:: Aim of the task ::
Within the data that follows, set down exactly the lines from the one containing "yannham, line 829: Initially" through the one containing "new_env = env.clone();", both ends included.

:: Dataset excerpts ::
::::::::::

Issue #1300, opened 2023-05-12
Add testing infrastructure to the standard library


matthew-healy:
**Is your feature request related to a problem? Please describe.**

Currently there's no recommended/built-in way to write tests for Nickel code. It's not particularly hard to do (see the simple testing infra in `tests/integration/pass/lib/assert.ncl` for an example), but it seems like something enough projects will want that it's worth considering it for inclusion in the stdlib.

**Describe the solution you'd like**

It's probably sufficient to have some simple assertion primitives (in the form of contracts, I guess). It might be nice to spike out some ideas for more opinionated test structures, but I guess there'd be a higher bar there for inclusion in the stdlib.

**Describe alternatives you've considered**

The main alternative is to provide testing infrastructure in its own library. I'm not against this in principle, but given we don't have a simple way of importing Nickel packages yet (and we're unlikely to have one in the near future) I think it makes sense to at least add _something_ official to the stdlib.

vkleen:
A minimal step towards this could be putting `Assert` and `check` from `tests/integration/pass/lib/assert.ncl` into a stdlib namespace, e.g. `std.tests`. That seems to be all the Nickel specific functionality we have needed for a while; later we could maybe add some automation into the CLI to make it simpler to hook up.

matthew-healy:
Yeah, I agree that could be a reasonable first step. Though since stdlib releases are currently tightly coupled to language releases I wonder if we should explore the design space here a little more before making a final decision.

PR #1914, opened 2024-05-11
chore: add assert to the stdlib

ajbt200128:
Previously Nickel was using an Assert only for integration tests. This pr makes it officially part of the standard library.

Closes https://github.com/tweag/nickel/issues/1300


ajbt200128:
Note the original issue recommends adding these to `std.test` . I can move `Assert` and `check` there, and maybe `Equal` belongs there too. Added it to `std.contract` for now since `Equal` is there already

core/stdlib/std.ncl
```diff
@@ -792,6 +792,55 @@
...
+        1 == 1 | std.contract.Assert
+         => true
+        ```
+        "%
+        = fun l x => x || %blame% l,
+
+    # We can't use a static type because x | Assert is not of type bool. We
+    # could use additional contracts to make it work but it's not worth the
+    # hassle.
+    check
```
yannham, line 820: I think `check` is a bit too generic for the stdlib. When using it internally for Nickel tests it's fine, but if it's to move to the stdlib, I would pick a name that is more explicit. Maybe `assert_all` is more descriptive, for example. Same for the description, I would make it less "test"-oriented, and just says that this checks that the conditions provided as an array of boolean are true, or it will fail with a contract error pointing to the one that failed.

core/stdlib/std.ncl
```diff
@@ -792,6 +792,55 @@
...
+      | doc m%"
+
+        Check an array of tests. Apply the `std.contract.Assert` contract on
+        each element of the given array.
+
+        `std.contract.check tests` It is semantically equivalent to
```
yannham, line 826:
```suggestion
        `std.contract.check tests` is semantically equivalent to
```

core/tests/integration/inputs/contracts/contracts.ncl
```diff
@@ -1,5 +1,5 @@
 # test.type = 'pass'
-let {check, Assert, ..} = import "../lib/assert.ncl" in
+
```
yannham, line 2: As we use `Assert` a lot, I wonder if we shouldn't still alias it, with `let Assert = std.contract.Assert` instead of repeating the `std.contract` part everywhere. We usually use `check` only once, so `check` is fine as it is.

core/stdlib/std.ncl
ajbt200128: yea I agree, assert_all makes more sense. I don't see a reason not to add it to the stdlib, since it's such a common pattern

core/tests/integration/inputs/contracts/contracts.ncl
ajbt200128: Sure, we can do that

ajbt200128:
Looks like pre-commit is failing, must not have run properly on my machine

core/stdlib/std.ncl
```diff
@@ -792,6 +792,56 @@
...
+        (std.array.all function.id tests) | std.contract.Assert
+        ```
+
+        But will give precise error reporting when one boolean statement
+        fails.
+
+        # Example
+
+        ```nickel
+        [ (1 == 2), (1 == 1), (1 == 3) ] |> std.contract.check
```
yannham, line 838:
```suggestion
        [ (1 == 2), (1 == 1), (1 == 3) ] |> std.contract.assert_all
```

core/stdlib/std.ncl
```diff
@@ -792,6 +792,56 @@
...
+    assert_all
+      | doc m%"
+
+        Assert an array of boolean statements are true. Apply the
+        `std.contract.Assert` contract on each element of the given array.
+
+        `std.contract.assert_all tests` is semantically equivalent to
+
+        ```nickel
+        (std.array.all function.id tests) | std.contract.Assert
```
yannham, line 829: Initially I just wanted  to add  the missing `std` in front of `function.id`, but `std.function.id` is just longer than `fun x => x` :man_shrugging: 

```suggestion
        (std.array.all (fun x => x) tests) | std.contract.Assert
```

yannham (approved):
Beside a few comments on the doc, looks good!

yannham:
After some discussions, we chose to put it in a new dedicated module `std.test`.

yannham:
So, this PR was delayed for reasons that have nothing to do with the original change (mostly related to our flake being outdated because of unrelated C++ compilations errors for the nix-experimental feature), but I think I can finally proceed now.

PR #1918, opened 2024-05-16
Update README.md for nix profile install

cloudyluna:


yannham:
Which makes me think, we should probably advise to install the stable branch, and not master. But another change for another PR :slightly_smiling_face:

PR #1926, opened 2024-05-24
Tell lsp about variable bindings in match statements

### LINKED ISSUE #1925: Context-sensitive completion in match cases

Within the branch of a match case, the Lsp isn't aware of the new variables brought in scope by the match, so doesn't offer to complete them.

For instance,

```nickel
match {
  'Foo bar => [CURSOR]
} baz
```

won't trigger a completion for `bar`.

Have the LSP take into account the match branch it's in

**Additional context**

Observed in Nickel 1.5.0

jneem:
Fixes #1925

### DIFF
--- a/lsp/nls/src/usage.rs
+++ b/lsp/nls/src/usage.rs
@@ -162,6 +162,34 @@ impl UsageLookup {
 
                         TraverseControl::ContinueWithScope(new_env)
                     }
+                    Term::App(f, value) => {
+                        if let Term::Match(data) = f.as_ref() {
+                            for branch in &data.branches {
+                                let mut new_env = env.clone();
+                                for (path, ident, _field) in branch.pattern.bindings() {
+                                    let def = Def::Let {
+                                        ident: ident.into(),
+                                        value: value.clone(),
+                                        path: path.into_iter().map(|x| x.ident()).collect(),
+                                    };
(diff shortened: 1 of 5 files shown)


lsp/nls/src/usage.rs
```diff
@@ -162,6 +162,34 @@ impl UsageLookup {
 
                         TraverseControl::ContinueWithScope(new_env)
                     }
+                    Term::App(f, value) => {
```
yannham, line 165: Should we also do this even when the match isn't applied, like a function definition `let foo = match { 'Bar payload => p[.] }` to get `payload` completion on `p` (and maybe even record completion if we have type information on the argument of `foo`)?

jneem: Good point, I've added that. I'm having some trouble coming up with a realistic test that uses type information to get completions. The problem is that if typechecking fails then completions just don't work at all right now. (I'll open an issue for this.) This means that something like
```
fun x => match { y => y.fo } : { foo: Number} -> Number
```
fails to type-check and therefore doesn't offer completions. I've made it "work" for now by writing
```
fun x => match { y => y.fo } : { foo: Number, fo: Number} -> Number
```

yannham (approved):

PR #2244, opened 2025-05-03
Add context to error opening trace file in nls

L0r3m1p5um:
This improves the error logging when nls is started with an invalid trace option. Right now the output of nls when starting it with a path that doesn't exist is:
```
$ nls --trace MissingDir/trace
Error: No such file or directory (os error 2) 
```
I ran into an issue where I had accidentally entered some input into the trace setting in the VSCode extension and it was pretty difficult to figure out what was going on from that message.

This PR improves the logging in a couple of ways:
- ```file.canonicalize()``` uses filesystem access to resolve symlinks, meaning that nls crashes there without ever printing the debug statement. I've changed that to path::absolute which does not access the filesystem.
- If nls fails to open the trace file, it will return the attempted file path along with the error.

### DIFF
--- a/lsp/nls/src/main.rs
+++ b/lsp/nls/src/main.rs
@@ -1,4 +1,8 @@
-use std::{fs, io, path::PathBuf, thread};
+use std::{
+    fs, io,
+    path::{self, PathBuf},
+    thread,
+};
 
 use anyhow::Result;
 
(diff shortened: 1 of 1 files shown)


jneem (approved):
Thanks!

::::::::::

:: Solution to this task ::
yannham, line 829: Initially I just wanted  to add  the missing `std` in front of `function.id`, but `std.function.id` is just longer than `fun x => x` :man_shrugging: 

```suggestion
        (std.array.all (fun x => x) tests) | std.contract.Assert
```

yannham (approved):
Beside a few comments on the doc, looks good!

yannham:
After some discussions, we chose to put it in a new dedicated module `std.test`.

yannham:
So, this PR was delayed for reasons that have nothing to do with the original change (mostly related to our flake being outdated because of unrelated C++ compilations errors for the nix-experimental feature), but I think I can finally proceed now.

PR #1918, opened 2024-05-16
Update README.md for nix profile install

cloudyluna:


yannham:
Which makes me think, we should probably advise to install the stable branch, and not master. But another change for another PR :slightly_smiling_face:

PR #1926, opened 2024-05-24
Tell lsp about variable bindings in match statements

### LINKED ISSUE #1925: Context-sensitive completion in match cases

Within the branch of a match case, the Lsp isn't aware of the new variables brought in scope by the match, so doesn't offer to complete them.

For instance,

```nickel
match {
  'Foo bar => [CURSOR]
} baz
```

won't trigger a completion for `bar`.

Have the LSP take into account the match branch it's in

**Additional context**

Observed in Nickel 1.5.0

jneem:
Fixes #1925

### DIFF
--- a/lsp/nls/src/usage.rs
+++ b/lsp/nls/src/usage.rs
@@ -162,6 +162,34 @@ impl UsageLookup {
 
                         TraverseControl::ContinueWithScope(new_env)
                     }
+                    Term::App(f, value) => {
+                        if let Term::Match(data) = f.as_ref() {
+                            for branch in &data.branches {
+                                let mut new_env = env.clone();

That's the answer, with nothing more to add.